** Recorded data follows **
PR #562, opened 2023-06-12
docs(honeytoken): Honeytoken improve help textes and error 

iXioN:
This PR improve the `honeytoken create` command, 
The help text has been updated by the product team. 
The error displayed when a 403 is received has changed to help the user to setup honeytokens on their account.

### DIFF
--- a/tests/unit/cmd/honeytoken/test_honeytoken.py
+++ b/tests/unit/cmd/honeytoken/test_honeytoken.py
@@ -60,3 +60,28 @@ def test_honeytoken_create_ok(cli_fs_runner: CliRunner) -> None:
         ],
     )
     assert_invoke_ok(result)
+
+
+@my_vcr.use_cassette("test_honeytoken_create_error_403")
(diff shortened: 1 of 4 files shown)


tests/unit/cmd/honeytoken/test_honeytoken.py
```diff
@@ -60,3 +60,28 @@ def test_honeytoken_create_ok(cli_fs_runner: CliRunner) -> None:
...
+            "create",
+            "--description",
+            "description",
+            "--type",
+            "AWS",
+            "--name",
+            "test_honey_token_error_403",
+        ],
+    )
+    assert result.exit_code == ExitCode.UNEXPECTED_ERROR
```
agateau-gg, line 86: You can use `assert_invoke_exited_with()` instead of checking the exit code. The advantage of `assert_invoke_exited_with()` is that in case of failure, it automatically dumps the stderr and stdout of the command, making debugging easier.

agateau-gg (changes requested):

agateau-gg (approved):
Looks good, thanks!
** End of Recorded data **
** Recorded data follows **
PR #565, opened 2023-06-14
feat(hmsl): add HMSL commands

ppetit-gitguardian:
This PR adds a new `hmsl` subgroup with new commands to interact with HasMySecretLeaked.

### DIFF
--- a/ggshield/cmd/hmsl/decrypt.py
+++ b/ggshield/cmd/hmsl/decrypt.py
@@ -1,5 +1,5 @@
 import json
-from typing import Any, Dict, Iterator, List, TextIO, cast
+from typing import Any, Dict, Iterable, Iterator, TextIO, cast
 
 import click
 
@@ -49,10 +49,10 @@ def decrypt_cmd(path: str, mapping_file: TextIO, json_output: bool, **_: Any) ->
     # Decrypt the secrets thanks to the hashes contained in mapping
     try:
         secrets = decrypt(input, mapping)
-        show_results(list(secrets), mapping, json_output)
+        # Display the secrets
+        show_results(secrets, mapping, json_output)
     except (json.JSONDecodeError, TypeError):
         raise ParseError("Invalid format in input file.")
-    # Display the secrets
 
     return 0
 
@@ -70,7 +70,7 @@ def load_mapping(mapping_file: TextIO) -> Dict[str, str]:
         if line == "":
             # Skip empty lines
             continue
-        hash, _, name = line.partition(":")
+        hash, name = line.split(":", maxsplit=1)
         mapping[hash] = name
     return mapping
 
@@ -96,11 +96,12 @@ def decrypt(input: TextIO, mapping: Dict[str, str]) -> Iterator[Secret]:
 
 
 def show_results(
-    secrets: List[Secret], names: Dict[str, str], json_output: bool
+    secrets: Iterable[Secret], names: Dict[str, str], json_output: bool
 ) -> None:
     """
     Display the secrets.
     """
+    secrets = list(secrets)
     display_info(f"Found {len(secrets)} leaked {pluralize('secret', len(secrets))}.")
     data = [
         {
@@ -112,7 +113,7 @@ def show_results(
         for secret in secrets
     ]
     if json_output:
** End of Recorded data **
** Recorded data follows **
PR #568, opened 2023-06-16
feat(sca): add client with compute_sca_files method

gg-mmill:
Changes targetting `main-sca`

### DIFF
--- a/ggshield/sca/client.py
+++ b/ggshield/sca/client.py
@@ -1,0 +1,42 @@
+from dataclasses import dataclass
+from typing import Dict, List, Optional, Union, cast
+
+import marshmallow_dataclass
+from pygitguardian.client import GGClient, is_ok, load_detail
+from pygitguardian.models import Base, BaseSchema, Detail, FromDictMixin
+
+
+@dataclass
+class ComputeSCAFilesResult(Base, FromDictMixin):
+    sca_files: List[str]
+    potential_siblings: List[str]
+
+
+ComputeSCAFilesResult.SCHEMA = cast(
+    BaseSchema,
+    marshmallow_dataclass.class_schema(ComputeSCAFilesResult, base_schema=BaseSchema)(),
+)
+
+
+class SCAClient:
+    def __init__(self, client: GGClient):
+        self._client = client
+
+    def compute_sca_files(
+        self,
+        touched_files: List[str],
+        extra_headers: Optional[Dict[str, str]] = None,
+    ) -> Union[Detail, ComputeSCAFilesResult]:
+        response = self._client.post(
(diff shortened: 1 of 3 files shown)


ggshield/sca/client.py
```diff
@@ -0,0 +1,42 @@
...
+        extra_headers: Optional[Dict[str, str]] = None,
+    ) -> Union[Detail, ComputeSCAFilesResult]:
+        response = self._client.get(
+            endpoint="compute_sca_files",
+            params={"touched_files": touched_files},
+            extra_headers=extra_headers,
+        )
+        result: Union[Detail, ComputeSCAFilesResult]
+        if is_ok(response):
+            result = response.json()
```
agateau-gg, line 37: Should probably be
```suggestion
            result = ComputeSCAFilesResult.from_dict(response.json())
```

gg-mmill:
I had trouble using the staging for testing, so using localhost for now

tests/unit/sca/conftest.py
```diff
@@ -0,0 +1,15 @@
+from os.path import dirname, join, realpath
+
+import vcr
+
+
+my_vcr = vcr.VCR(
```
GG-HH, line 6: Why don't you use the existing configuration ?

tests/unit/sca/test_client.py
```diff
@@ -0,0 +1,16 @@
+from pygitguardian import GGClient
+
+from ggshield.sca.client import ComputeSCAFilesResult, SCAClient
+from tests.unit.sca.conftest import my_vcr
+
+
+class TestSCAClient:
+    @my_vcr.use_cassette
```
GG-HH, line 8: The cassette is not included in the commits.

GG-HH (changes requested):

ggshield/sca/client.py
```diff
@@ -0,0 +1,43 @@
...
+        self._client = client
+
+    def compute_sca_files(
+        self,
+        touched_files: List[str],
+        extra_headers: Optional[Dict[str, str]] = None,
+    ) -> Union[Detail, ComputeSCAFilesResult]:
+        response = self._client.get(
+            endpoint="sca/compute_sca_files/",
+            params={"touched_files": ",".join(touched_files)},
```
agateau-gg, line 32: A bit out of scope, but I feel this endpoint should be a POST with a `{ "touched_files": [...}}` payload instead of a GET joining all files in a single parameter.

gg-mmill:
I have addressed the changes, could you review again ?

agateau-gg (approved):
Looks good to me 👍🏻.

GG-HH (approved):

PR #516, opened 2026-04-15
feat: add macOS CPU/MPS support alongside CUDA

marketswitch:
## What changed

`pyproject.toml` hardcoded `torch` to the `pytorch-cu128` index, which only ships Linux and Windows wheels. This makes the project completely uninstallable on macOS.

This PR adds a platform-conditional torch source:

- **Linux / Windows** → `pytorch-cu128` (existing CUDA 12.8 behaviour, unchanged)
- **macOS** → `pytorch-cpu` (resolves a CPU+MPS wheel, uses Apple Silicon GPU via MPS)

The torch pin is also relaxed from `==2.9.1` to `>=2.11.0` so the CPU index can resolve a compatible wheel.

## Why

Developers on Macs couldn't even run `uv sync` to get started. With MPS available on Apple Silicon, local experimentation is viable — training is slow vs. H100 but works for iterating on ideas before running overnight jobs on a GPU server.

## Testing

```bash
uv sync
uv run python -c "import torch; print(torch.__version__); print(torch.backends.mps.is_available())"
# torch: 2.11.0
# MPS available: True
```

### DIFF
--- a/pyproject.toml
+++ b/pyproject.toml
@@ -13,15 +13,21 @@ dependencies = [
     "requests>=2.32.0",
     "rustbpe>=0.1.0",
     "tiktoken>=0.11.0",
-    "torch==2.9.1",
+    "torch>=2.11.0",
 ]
** End of Recorded data **
Requirement:
The expected output is every line of the records in which the string "feat" appears.

Solution to this task:
feat(hmsl): add HMSL commands
feat(sca): add client with compute_sca_files method
feat: add macOS CPU/MPS support alongside CUDA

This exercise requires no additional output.